═══ MATERIAL PROVIDED ═══

Issue #1200, opened 2026-06-09
docs(agents): README claims the VS Code extension auto-writes .env (removed in #803)


charliegillet:
## Summary
`docs/agents/ROCKETRIDE_README.md:46` tells coding agents that "The extension automatically creates/updates `.env` with `ROCKETRIDE_URI` and `ROCKETRIDE_APIKEY` from settings." That hasn't been true since #803: commit c5cde38f deleted the extension's .env handling (~350 lines, including the workspace `.env` watcher). Env now lives server side, managed from the Environment page (`apps/vscode/src/providers/EnvironmentProvider.ts:210`, `client.account.setEnv`).

## Impact
An agent following the checklist waits for a file that never appears, so scaffolded projects end up with no `.env` (or a stale one). The Python SDK still reads `.env` from cwd at runtime (`client.py:166-194`), so this surfaces as auth failures like the 401 in #1105. Step 48 ("Open the `.env` file in the workspace editor") then points at a file nothing created.

## Fix
Rewrite lines 46-48 to say the agent creates `.env` itself with `ROCKETRIDE_URI`/`ROCKETRIDE_APIKEY` (the Python SDK reads it from cwd, the TS SDK reads `process.env`), and point to the Environment page for server side env. Heads up: #1034/#1110 copy this text verbatim into `packages/agents-core`, so the fix should land there too. The doc also ships as copies in `.rocketride/docs/` inside user projects and in `build/vscode/docs/`.

**Severity:** Low. Related: #1105.

charliegillet:
The README claim is accurate again. #1492 (merged July 21) restored the auto-populate behavior: on connect to a self-hosted engine, the extension writes the resolved ROCKETRIDE_URI and ROCKETRIDE_APIKEY to the workspace .env (apps/vscode/src/connection/connection.ts). docs/agents/ROCKETRIDE_README.md now describes exactly that behavior, so doc and code are consistent. Closing.

PR #1699, opened 2026-07-28
docs: update rocketride docs links

erichanwang:
fixes #1534

## changes
- update the issue-template documentation link to `docs.rocketride.org`
- update the support documentation link to the same domain

## verification
- `rg -n "docs\.rocketride\.ai" .github docs README* || true`
- `git diff --check`
- `curl -I -L --max-time 20 https://docs.rocketride.org`

PR #1535, opened 2026-07-09
fix(docs): use docs.rocketride.org in issue template (#1534)

kairavb:
## Summary

Replace the remaining `docs.rocketride.ai` reference in `.github/ISSUE_TEMPLATE/config.yml` with `docs.rocketride.org` for consistency.

## Type

- [x] fix (docs)

## Testing

- [ ] Tests added or updated (not needed)
- [x] Tested locally
- [x] Verified the URL change.
- [ ] `./builder test` passes (not needed)

## Checklist

- [x] Commit messages follow [conventional commits](https://www.conventionalcommits.org/)
- [x] No secrets or credentials included
- [ ] Wiki updated (if applicable)
- [ ] Breaking changes documented (if applicable)

## Linked Issue

Fixes #1534 

## Summary by CodeRabbit

* **Documentation**
  * Updated the documentation contact link to point to the new website address.

PR #1233, opened 2026-06-11
fix(agents): gitignore .env and correct env-handling docs

meetp06:
## Summary

The agent setup checklist (`docs/agents/ROCKETRIDE_README.md`) has coding agents write `ROCKETRIDE_APIKEY` into `.env`, but the extension's gitignore scaffolding only added `.rocketride/` (`apps/vscode/src/agents/agent-manager.ts`). So a fresh project can end up holding a real API key in `.env` that the auto-generated `.gitignore` doesn't cover. This closes that gap.

## Changes

**Code — `apps/vscode/src/agents/agent-manager.ts`**
- `ensureGitignore` now ensures both `.rocketride/` and `.env` are present, appending only the entries that are missing (still an exact-line, idempotent match — re-runs add nothing).
- `.env.example` carries no secrets and is *not* matched by the `.env` rule, so it stays committable.

**Docs**
- `ROCKETRIDE_README.md` / `ROCKETRIDE_COMPONENT_REFERENCE.md`: rename `env.example` → `.env.example`.
- Add a checklist step: ensure `.env` is gitignored and commit only `.env.example`.
- Replace "Open the `.env` file in the workspace editor (as a tab)" with verifying the variable names/values, so secrets aren't surfaced in a visible editor tab.

## Scope notes
- `packages/agents-core` (the verbatim copy mentioned in #1034 / #1110) isn't on `develop` yet, so it's out of scope here; the same one-liner should land there when those merge.
- The false "the extension automatically creates/updates `.env`" claim on the adjacent line is tracked separately in #1200 and intentionally left untouched.

## Verification
- `ensureGitignore` reduces to the same behavior for the existing `.rocketride/` entry and additionally appends `.env`; missing-only logic keeps it idempotent.
- No remaining `env.example` (without the leading dot) in tracked docs; no dangling references to the old `GITIGNORE_ENTRY` constant.
- TypeScript compilation is covered by CI (the repo wasn't installed locally).

Closes #1201

🤖 Generated with [Claude Code](https://claude.com/claude-code)

## Summary by CodeRabbit

* **Bug Fixes**
  * Improved `.gitignore` handling to properly manage multiple configuration files including environment variables.

* **Documentation**
  * Updated setup instructions to clarify environment variable configuration and file management best practices.
  * Corrected documentation references for environment file naming conventions.

PR #1737, opened 2026-07-29
fix(vscode,docs): gitignore .env in scaffolded projects; finish the docs.rocketride.org rename

### LINKED ISSUE #1201: docs(agents): setup checklist puts the API key in .env but never gitignores it
## Summary
The agent setup checklist (`docs/agents/ROCKETRIDE_README.md:46-48`) has coding agents write `ROCKETRIDE_APIKEY` into `.env`, create an `env.example`, and open `.env` in an editor tab. Nothing in the doc set mentions adding `.env` to `.gitignore`, and the extension's gitignore scaffolding only adds `.rocketride/` (`apps/vscode/src/agents/agent-manager.ts:49`, `ensureGitignore` at 309-331; the new `docs-sync.ts` in #1034 hardcodes the same single entry).

## Impact
Not a vulnerability, just a gap: a fresh project holds a real API key in `.env` while the auto-generated `.gitignore` doesn't cover it. The tool already edits `.gitignore`, so closing this is one line.

## Fix
- Add `.env` to the `ensureGitignore` entries (and the agents-core copy in #1034/#1110).
- Add a checklist step: make sure `.env` is gitignored and only the example file gets committed.
- While in there: `env.example` should be `.env.example` (`README:47`, `COMPONENT_REFERENCE.md:435`), and verifying variable names beats opening `.env` as a visible tab.

**Severity:** Low (hardening). Related: #1186, #624 (closed, so there's currently no secret-scanning net), #1105.

Related: #1200 (the same checklist lines also describe removed extension behavior).

### LINKED ISSUE #1534: docs: replace remaining docs.rocketride.ai reference with docs.rocketride.org
## Summary

The repository has largely standardized on `docs.rocketride.org`, but one remaining reference still points to `docs.rocketride.ai`.

Although the `.ai` domain currently redirects correctly, using the `.org` domain everywhere keeps the repository consistent.

## Location

.github/ISSUE_TEMPLATE/config.yml

## Current

https://docs.rocketride.ai

## Proposed

https://docs.rocketride.org

## Context

This is the remaining consistency change discussed during the review of PR #1435 after the documentation updates from #1448 were merged.

ptlnextdoor:
Closes #1201. Closes #1534.

## #1201 — `.env` holds a real key and wasn't gitignored

Connecting to a self-hosted engine writes a live `ROCKETRIDE_APIKEY` into the workspace `.env` (`Connection.syncEnvFile`, `apps/vscode/src/connection/connection.ts:280`), but `ensureGitignore` only ever added `.rocketride/`. A fresh scaffolded project was one `git add .` from committing that key.

- `ensureGitignore` now reconciles a **list** of entries (`.rocketride/`, `.env`) and appends only what's missing, so re-running never duplicates a line.
- The pure reconciliation moved to `apps/vscode/src/shared/util/gitignoreEntries.ts`. That directory is `vscode`-free, so it's unit-testable — the same seam `envFile.ts` already uses for exactly this reason. `agent-manager.ts` imports `vscode` at module scope and can't be loaded under `node:test`.
- Matching is on **exact trimmed lines**. A user who already wrote `*.env` keeps their own rule and gets one redundant line at worst; silently trusting a pattern we didn't write seemed worse than that. Both cases are tested.
- `.env` does **not** match `.env.example`, so the example file stays committable. Also tested, since that's the property the whole "commit only the example" instruction rests on.

Docs, per the issue's follow-ups:
- new checklist step: make sure `.env` is gitignored, commit only the example
- `env.example` → `.env.example` (`ROCKETRIDE_README.md`, and `ROCKETRIDE_COMPONENT_REFERENCE.md:441`)
- replaced "open `.env` as a visible tab" with confirming the variable names the pipeline actually expects

The issue mentions the `packages/agents-core` copy from #1034/#1110 and a `docs-sync.ts` — neither exists on `develop` yet, so there's nothing to mirror. Whoever lands those will want to carry `GITIGNORE_ENTRIES` across.

## #1534 — three `.ai` references, not one

The issue names `.github/ISSUE_TEMPLATE/config.yml`. Two others were still live:

- `.github/SUPPORT.md:7`
- `packages/client-python/src/rocketride/__init__.py:54` — the `rocketride` package docstring, which ships to PyPI and is the most user-visible of the three

`grep -rn "docs.rocketride.ai"` is now empty.

## On #1200 — I think it's already fixed, please close

Not touched here, because the behaviour it reports as removed is **back**. #1200 says #803 deleted the extension's `.env` handling, so the checklist line is false. On `develop`:

- `Connection.syncEnvFile` (`connection.ts:280`) writes `ROCKETRIDE_URI` / `ROCKETRIDE_APIKEY` into the workspace `.env`
- `resolveConnectionEnv` (`shared/util/envFile.ts:163`) gates it: **`development` group only**, self-hosted modes only, cloud skipped because an OAuth token isn't a usable SDK key

The current checklist line — *"On connect to a self-hosted engine (local/docker/service/onprem), the extension auto-populates `.env` … for cloud, set `ROCKETRIDE_APIKEY` manually"* — matches that exactly. Rewriting it per #1200 to say the agent must create `.env` itself would make the doc wrong.

One nuance the line leaves out, if you want it tightened: only the **`development`** connection group writes `.env` — the `deployment` group deliberately never touches it. Happy to add that in a follow-up.

## Verification

- `npx tsx --test src/test/gitignoreEntries.test.ts` → **8 passed**
- `npx tsc --noEmit -p apps/vscode/tsconfig.json` → **0 errors**
- `npx prettier --check` on all changed TS → clean
- `grep -rn "docs.rocketride.ai"` → no matches

I don't have the engine build locally, so `builder` targets haven't been run.

## Summary by CodeRabbit

* **Documentation**
  * Updated documentation, support, issue template, and package links to the new `docs.rocketride.org` site.
  * Clarified environment variable setup, including `.env` and `.env.example` requirements.
  * Added guidance to verify all pipeline-required environment variables.

* **Bug Fixes**
  * Projects now automatically exclude both `.rocketride/` and `.env` from version control.
  * Improved `.gitignore` updates to preserve existing content, formatting, and avoid unnecessary rewrites.

### DIFF
--- a/.github/ISSUE_TEMPLATE/config.yml
+++ b/.github/ISSUE_TEMPLATE/config.yml
@@ -1,7 +1,7 @@
 blank_issues_enabled: true
 contact_links:
   - name: Documentation
-    url: https://docs.rocketride.ai
+    url: https://docs.rocketride.org
     about: Check the docs for guides, API references, and examples.
   - name: Wiki
     url: https://github.com/rocketride-org/rocketride-server/wiki
--- a/.github/SUPPORT.md
+++ b/.github/SUPPORT.md
@@ -4,7 +4,7 @@ Looking for help with RocketRide? Here's where to go.
 
 ## Documentation
 
-- **[Documentation site](https://docs.rocketride.ai)**: guides, tutorials, API reference
+- **[Documentation site](https://docs.rocketride.org)**: guides, tutorials, API reference
 - **[Build system docs](docs/README-builder.md)**: building from source
 - **[Client library docs](docs/README-clients.md)**: TypeScript, Python, MCP SDKs
 
--- a/apps/vscode/src/agents/agent-manager.ts
+++ b/apps/vscode/src/agents/agent-manager.ts
@@ -27,7 +27,7 @@
  * Coordinates installing RocketRide documentation and agent stubs into
  * user workspaces. Handles:
  *   1. Copying docs from extension bundle → .rocketride/docs/
- *   2. Ensuring .rocketride/ is in .gitignore
+ *   2. Ensuring .rocketride/ and .env are in .gitignore
  *   3. Detecting which coding agents are present
  *   4. Delegating to per-agent installers
  */
@@ -44,9 +44,18 @@ import { WindsurfInstaller } from './windsurf-installer';
 import { CopilotInstaller } from './copilot-installer';
 import { ClaudeMdInstaller } from './claude-md-installer';
 import { AgentsMdInstaller } from './agents-md-installer';
+import { appendGitignoreEntries } from '../shared/util/gitignoreEntries';
 
 const DOCS_DIR = '.rocketride/docs';
-const GITIGNORE_ENTRY = '.rocketride/';
+/**
+ * Entries the extension keeps in the workspace `.gitignore`.
+ *
+ * `.env` is here because connecting to a self-hosted engine writes a real
+ * `ROCKETRIDE_APIKEY` into it (see `Connection.syncEnvFile`), so a fresh
+ * project would otherwise be one `git add .` away from committing a live key.
+ * The pattern is the exact name, so a committed `.env.example` is unaffected.
+ */
+const GITIGNORE_ENTRIES = ['.rocketride/', '.env'] as const;
 
 /** Doc files shipped in the extension's docs/ directory. */
 const DOC_FILES = ['ROCKETRIDE_README.md', 'ROCKETRIDE_QUICKSTART.md', 'ROCKETRIDE_PIPELINE_RULES.md', 'ROCKETRIDE_COMPONENT_REFERENCE.md', 'ROCKETRIDE_COMMON_MISTAKES.md', 'ROCKETRIDE_python_API.md', 'ROCKETRIDE_typescript_API.md', 'ROCKETRIDE_OBSERVABILITY.md'];
@@ -306,8 +315,9 @@ export class AgentManager {
 	}
 
 	/**
-	 * Ensure .rocketride/ is listed in .gitignore.
-	 * Creates .gitignore if it doesn't exist. Appends if entry is missing.
+	 * Ensure every entry in GITIGNORE_ENTRIES is listed in .gitignore.
+	 * Creates .gitignore if it doesn't exist. Appends only the missing entries,
+	 * so an entry the user already covers is never duplicated.
 	 */
 	async ensureGitignore(workspaceRoot: vscode.Uri): Promise<void> {
 		const gitignoreUri = vscode.Uri.joinPath(workspaceRoot, '.gitignore');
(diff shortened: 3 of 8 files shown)


charliegillet:
Confirmed the point in this PR body about #1200. I closed #1200 because merged PR #1492 restored workspace .env auto-sync for self-hosted development connections, and current develop now calls syncEnvFile while the agent README describes that behavior accurately. Rewriting the docs to say the extension never writes .env would therefore be incorrect.

I am treating this PR as canonical for the overlapping #1201 and #1534 cleanup. PRs #1233, #1535, and #1699 have been closed as superseded so the implementation and review context stay consolidated here.

kwit75 (approved):
**Approving.** The extraction is clean, the tests are real, and the comments explain the choices rather than the code — `missingGitignoreEntries` documenting *why* it compares exact trimmed lines is worth more than the function itself.

Two things I checked and liked specifically:

- **Refusing to be clever about `*.env` / `**/.env`.** A tool that reasons about the user's broader rules and writes a narrower duplicate is worse than one that occasionally adds a redundant line. You wrote the trade-off down, which means the next person won't "improve" it.
- **Returning `null` when nothing is missing**, so the caller skips the write instead of rewriting a byte-identical file. Together with preserving trailing newlines, that's the difference between a tool people trust near their hand-edited files and one they don't.

## The gap worth naming: this protects new projects, not existing ones

`.gitignore` has no effect on a file git is **already tracking**. If someone connected before this ships, ran `git add .`, and committed `.env`, then adding the line now changes nothing — git keeps tracking it, the key stays in history, and the repo *looks* protected because the entry is right there in `.gitignore`.

That is not a flaw in this PR — #1201 is about scaffolded projects and for those the door is now closed. But `ensureGitignore` runs against whatever workspace is open, including long-lived repos, and for those the entry is reassurance without protection.

Cheap follow-up, not a blocker:

```
git ls-files --error-unmatch .env
```

If that succeeds, `.env` is tracked and the gitignore entry is doing nothing. Warning the user at that point ("`.env` is already tracked by git and may contain a live key — `git rm --cached .env` and rotate") turns a silent non-protection into an actionable one. Happy to file it separately if you'd rather keep this PR to its scope.

## And the thing this mitigates rather than fixes

The root cause is that `Connection.syncEnvFile` writes a live `ROCKETRIDE_APIKEY` into a workspace file at all. Gitignoring it is the right immediate move and I would not hold this PR for anything bigger — but "the key is in a workspace file that is gitignored" is a weaker property than "the key is not in a workspace file", and the first one is easy to mistake for done.

Worth a separate issue so it stays visible after this closes #1201. The `.env.example` guidance you added to the docs is the right shape for that conversation — it already draws the line between what is safe to commit and what never is.

Docs rename and the Python `__init__` touch look incidental and correct.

═══

● **WORK ORDER**
Report how many lines of the entries include the word "after", and let the number stand alone.

● **ANSWER TO THE EXERCISE**
2